Türkan Şoray’ın sigarasını yakmak için verilen büyük mücadele
Bu vaka Türkan Şoray’ın tüm cazibesini de yanına alarak
mekana girmesiyle başlıyor. Mekandaki erkekler, bu erkeklere esas oğlan da
dahil, Türkan’ı görünce eşekten düşmüş karpuza dönüp ağzı açık ayran budalası
misali Türkan’a kitleniyor. En az Türkan kadar havalı sigara tabakası,
Türkan’ın şık çantasından çıkıyor. Tabakasından bir sigara çıkaran Türkan,
sigarayı dudaklarının arasına almadan evvel çevresini saran erkeklere “Ateş
lutfen…” diyor ve start veriliyor. Mekanda bulunan erkeklerin hepsi çakmağını
cebinden çıkardığı gibi Türkan’ın sigarasını yakmak için kıyasıya bir yarışa
giriyor.
Hulusi Kentmen’in tatlı sert ama kesinlikle fabrikatör
halleri
Yeşilçam’ın kadrolu kalantorlarından olan Hulusi Kentmen’in
tatlı sert hallerine hepimiz alışığız. Evlatlarına nefes aldırmayan baskıcı bir
babayı canlandıran Hulusi beyin evlatları da babalarının baskıcı ortamından
kurtulur kurtulmaz cozutuyorlar tabi. Adeta Hulusi bey amcayı çileden çıkarsın
diye senaristler tarafından kaleme alınan bu hayırsız evlatlar, baba parasıyla
sefa sürmeyi hayat felsefesi edindikleri için Hulusi bey gibi bir itici güce
ihtiyaçları var. Çoğunlukla Tarık Akan babası olarak karşımıza çıkan Hulusi bey
amca bazen Tarık Akan’a ek olarak Kemal Sunal ve Halit Akçatepe’ye de babalık
ediyor. Tarık’ın çapkınlığı Halit’in kurnazlığı Kemal’in saflığından çok çeken
Hulusi beyi çoğunlukla küplere binmiş, pos bıyıklarından solur halde görsek de
aslında altın gibi bir kalbi vardır.
Lale Belkıs’ın kocası tarafından sürekli aldatılıp kötü kadın
ilan edilmesi
Bu kadına aşığım yemin ederim. Ne zaman ekranda görsem “Go
Lale Go!” demek istiyorum.
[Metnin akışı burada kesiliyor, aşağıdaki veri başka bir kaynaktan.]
PR #1258, opened 2026-06-11
Add Ireson recharge model (deficit-based with bypass flow)

### LINKED ISSUE #1257: Create deficit based nonlinear recharge model
Currently, pastas includes storage-based nonlinear recharge models like `FlexModel` and `Berendrecht` and `Peterson`. In Ireson and Butler (2013) a Soil Moisture Deficit (SMD) approach is used, rather than total root zone storage. The model relies on 4 parameters:
- rc: Root constant.
- pwp: Permanent wilting point.
- bf: Bypass fraction (can be fixed to 0 to ignore bypass)
- th: Bypass threshold (can be fixed to 0 by default, as it is often insensitive).  

By default, only 2 parameters (rc and pwp) would need to be calibrated to keep the model lightweight.

martinvonk:
# Short description
This PR introduces the Ireson recharge model, implementing the simple nonlinear recharge model evaluated in [Ireson and Butler (2013)](www.doi.org/10.5194/hess-17-2083-2013). 

The model has 4 parameters (rc, pwp, bf, th), but is configured to calibrate only 2 parameters by default: the root constant (rc) and the permanent wilting point. The bypass fraction (bf) and threshold (th) are set to zero and not calibrated by default.

From nonlinear notebook:
image

- [x] closes issue #1257
- [x] is documented
- [x] type hints
- [x] tests added or expanded


mbakker7:
I am not sure how we should handle this, but there are many recharge models we could introduce. I thought the process is to introduce this first as a Pastas Plugin. Then when it turns out to perform well, we can introduce it in the main version. Thoughts?

rubencalje (approved):
I like this Recharge-model, because it is a bit simpler than the other complex recharge-models, and it is implemented elsewhere as well.

If we put this in pastas plugins, it is harder to find and harder to maintain, so I think it is ok to  merge.

raoulcollenteur:
Let's discuss after releasing 2.0. If added, I think true value would also be in adding a chalk aquifer example or fractured rock. That would actually be very interesting for many international users and show Pastas works for those sorts of aquifers as well.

Bence Yeşilçam’ın en güçlü kadını. Güçlü kadının her
zaman tehlike olarak görüldüğü toplum nezdinde Lale de kötü kadın olarak
anılmış. Ama bence, Sezercik Aslan Parçası filmini tenzih ediyorum, Lale’nin
saf kötü olduğu bir karakteri yok. Yahu kadının kocası gidip başka kadınlarla
Lale’yi aldatıyor. Ne yani Lale ne yapsın, kocamdır yapar deyip sussun mu? Ediz
Hun’un Kartal Tibet’in hiç mi suçu yok? Madem başkasına aşık oluyorsun kadınla
en başından adam gibi konuş, boşan. Kadına iş seyahatine gidiyorum deyip
sevgilinle tatile gidiyorsun, ele güne reklam oluyorsun, dedikoducu ablalar
“Kocanı şurda, çok hoş bi kızla gördüm…” diye Lale’yle kuaförde alttan alta
dalga geçsin sonra da Lale suçlu olsun. Sizin yüzünüzden kadın alkolik oldu be
pis esas oğlanlar! Vallahi Lale az bile yapıyor ben olsam size hayatı
sorgulatırım, canınıza okurum.
Erol Taş’ın sadist kötü halleri
Hani bazen kötülüğün sağlam bir sebebi vardır. Mesela kötü
adam zamanında çok çekmiştir de yaşadıklarının intikamını alıyordur. He işte
Erol Taş asla bu kategoriye girmez, Erol abinin kötülüğü nedensizdir. Valla
kendisi bu konuda Otomatik Portakal’ın Alex’ini bile geride bırakır. Yahu bu
adam niye sadistçe kötülük yapıyor be senarist? Yemin ederim Erol abinin sinema
kariyeri, oyunculuk felsefesi kötülük olmuş. Hele bir de bu sadist kötülüğüne
eşlik eden kahkahası vardır ki dilimize Erol Taş kahkahası diye bir söylem
kazandırmıştır. Bir filmde Erol Taş varsa o filmden sadistçe kötülük akacaktır
bunun garantisini verebiliriz.
Yadigar Ejder’in sürekli dayak yiyen mazlum halleri
Sinemanın emektar dayak yiyicisi olan Yadigar Ejder’in
ekranda görüldüğü ilk anda içinizden hatta dışınızdan gene birisi Yadigar’ı
dövecek dersiniz. O iri yarı görüntüsüne rağmen yüzünden masumluk akar. İzledikçe
o dayak sahnelerine üzülmekten kendinizi alamazsınız. Özellikle Şark Bülbülü
filminde yediği dayaktan sonra yemeğini yiyemeden başının tabağa düştüğü
sahnede gözleriniz dolar, boğazınız düğümlenir. Dayak yemediği tek film olan
Avanak Apti’deki Urfalı Apti karakteri bile bir şekilde şiddete maruz kalır. Neyse
filmin sonunda uğruna Barut Osman ve Apti’nin birbirine girdiği Nevin’in aşkını
kazanır da en azından kariyerinde ilk defa mutlu sona ulaşır.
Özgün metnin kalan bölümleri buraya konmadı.